So lustig diese coole Arroganz gegenüber dem tausendjährigen Kaiserreich im ersten Moment auch sein mag - es spiegelt sich in ihr die kulturlose Arroganz unserer «Labtop-Grössen» gegenüber einer fernöstlichen Kultur.
Der eigentliche Theater-Coup kommt aber erst noch. Im Schlussduett, das Puccini eben nicht mehr komponierte, brechen die kaiserlichen Mauern auseinander und es erhebt sich im Hintergrundprospekt eine moderne Skyline-Stadt, in die Kalaf seine Prinzessin überführt. (Haben nicht erst vor ein paar Jahren Flugzeuge solche protzigen Hochhäuser zerstört?) Und die eroberte Prinzessin wird aus ihrem chinesischen Gewand geschält, wandelt sich zu einem glamouröses Party-Girl und wird zu einem Cüpli-Diner geladen.
Der Chor auf den Knien
Das Schöne an diesem Abend sind die chinesischen Gewänder (Ausstattung Peter Sykora), die bunten üppigen Stoffe in einem arenaartig aufgebauten Kaiserpalast-Gemäuer. Der grosse, möglichst anonym gehaltene Chor taucht jeweils aus dem Untergrund auf und bevölkert auf allen Vieren krabbelnd die Stufen der Arena. Die grauen lumpigen Gewänder stehen in starkem Kontrast zu den farbigen Seidengewändern der Obrigkeit. Erst am Schluss, wenn der Cüpli-Held seinen Macho-Triumph feiert, erscheint der Chor in modernem Gewand, individualisiert und pseudo-frei.
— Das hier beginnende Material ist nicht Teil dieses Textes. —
PR #283, opened 2017-03-16
feature/edit/subset

benrr101:
This change adds the edit/subset command that returns a subset of rows with pending edits applied to it.

This change also adds some very important bug fixes to the LongList class that basically allow it to work properly.

### DIFF
--- a/src/Microsoft.SqlTools.ServiceLayer/EditData/UpdateManagement/CellUpdate.cs
+++ b/src/Microsoft.SqlTools.ServiceLayer/EditData/UpdateManagement/CellUpdate.cs
@@ -86,6 +86,22 @@ namespace Microsoft.SqlTools.ServiceLayer.EditData.UpdateManagement
         #region Properties
 
         /// <summary>
+        /// Converts the cell update to a DbCellValue
+        /// </summary>
+        public DbCellValue AsDbCellValue
+        {
+            get
+            {
+                return new DbCellValue
+                {
+                    DisplayValue = ValueAsString,
+                    IsNull = Value == DBNull.Value,
+                    RawObject = Value
+                };
+            }
+        }
+
+        /// <summary>
         /// The column that the cell will be placed in
         /// </summary>
         public DbColumnWrapper Column { get; }
--- a/src/Microsoft.SqlTools.ServiceLayer/QueryExecution/QueryExecutionService.cs
+++ b/src/Microsoft.SqlTools.ServiceLayer/QueryExecution/QueryExecutionService.cs
@@ -393,7 +393,8 @@ namespace Microsoft.SqlTools.ServiceLayer.QueryExecution
         }
 
         /// <summary>
-        /// Retrieves the requested subset of rows from the requested result set. Intended to
+        /// Retrieves the requested subset of rows from the requested result set. Intended to be
+        /// called by another service.
         /// </summary>
         /// <param name="subsetParams">Parameters for the subset to retrieve</param>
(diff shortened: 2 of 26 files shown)


src/Microsoft.SqlTools.ServiceLayer/EditData/UpdateManagement/CellUpdate.cs
```diff
@@ -86,6 +86,22 @@ public CellUpdate(DbColumnWrapper column, string valueAsString)
         #region Properties
 
         /// <summary>
+        /// Converts the cell update to a DbCellValue
+        /// </summary>
+        public DbCellValue AsDbCellValue
```
kburtram: the naming of this property suggests it should probably be a method (i.e. "As" is a verb)

src/Microsoft.SqlTools.ServiceLayer/QueryExecution/QueryExecutionService.cs
```diff
@@ -422,6 +392,28 @@ public void InitializeService(ServiceHost serviceHost)
             }
         }
 
+        /// <summary>
+        /// Retrieves the requested subset of rows from the requested result set. Intended to
```
kburtram: >Intended to [](start = 82, length = 11)

comment seems to cut off

src/Microsoft.SqlTools.ServiceLayer/QueryExecution/QueryExecutionService.cs
```diff
@@ -422,6 +392,28 @@ public void InitializeService(ServiceHost serviceHost)
...
+        /// </summary>
+        /// <param name="subsetParams">Parameters for the subset to retrieve</param>
+        /// <returns>The requested subset</returns>
+        /// <exception cref="ArgumentOutOfRangeException">The requested query does not exist</exception>
+        public async Task<ResultSetSubset> InterServiceResultSubset(SubsetParams subsetParams)
```
kburtram: >InterService [](start = 43, length = 12)

I'm not quite clear what "InterService" means in this context.  Perhaps a different name (or completed comments :) ) may make it more intuitive.

kburtram:
:shipit:

src/Microsoft.SqlTools.ServiceLayer/EditData/UpdateManagement/CellUpdate.cs
benrr101: Not to sound grammar obsessed, but in this case "as" is used as a preposition :)
As such, I think it works fine as-is. (Yes, pun intended)

src/Microsoft.SqlTools.ServiceLayer/QueryExecution/QueryExecutionService.cs
benrr101: I have a tendency to do this. Will fix.

src/Microsoft.SqlTools.ServiceLayer/QueryExecution/QueryExecutionService.cs
benrr101: That was the bit of the comment that was left off, lol...

Basically I picked the name "interservice" to indicate that it's meant to be called by another service (in this case the EditDataService). This bypasses the request context and implementation that assumes its being called by the JSON RPC. We also use the same methods from the JSON RPC request handlers, so I'm trying to keep the implementations here DRY.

Die musikalischen Anforderungen an den Chor sind gross. Doch auch von ihm wird vor allem Steigerung ins Fortissimo verlangt, es wird zu wenig geatmet und chorisch gemischt, und die Koordination mit dem Orchester stand mehrmals auf Messers Schneide. Am Exponiertesten aber ist die Partie der Turandot, eine der schwierigsten Sopranpartien überhaupt. Paoletta Marrocu verfügt zwar über eine interessante, aber etwas zu leichte Stimme für diese Partie. Sie gab in ihrem Rollendebut alles, vor allem in der Lautstärke, und intonierte anfangs in der hohen Lage kaum einen Ton richtig. Sie konnte sich im zweiten Teil des Abends zwar etwas fangen, blieb aber zu eindimensional im Ausdruck.
Um so dankbarer war man Elena Mosuc in der Rolle der Sklavin Liú. Natürlich hat ihr Puccini auch die lyrisch innigen Melodien zugeschrieben. Doch was Mosuc dabei bis in die feinsten Nuancen hinein gestalterisch an den Tag legte, war umwerfend. Auch das komische Minister-Trio Ping, Pang und Pong vermochte sängerisch zwar eine Spielfreudigkeit durchschimmern zu lassen; szenisch aber wurden die drei eher einfallslos geführt. Verbleiben noch Pavel Daniluk als stimmlich eher «blasser» Timur, und Miroslav Christoff als überraschend inniger Kaiser Altoum.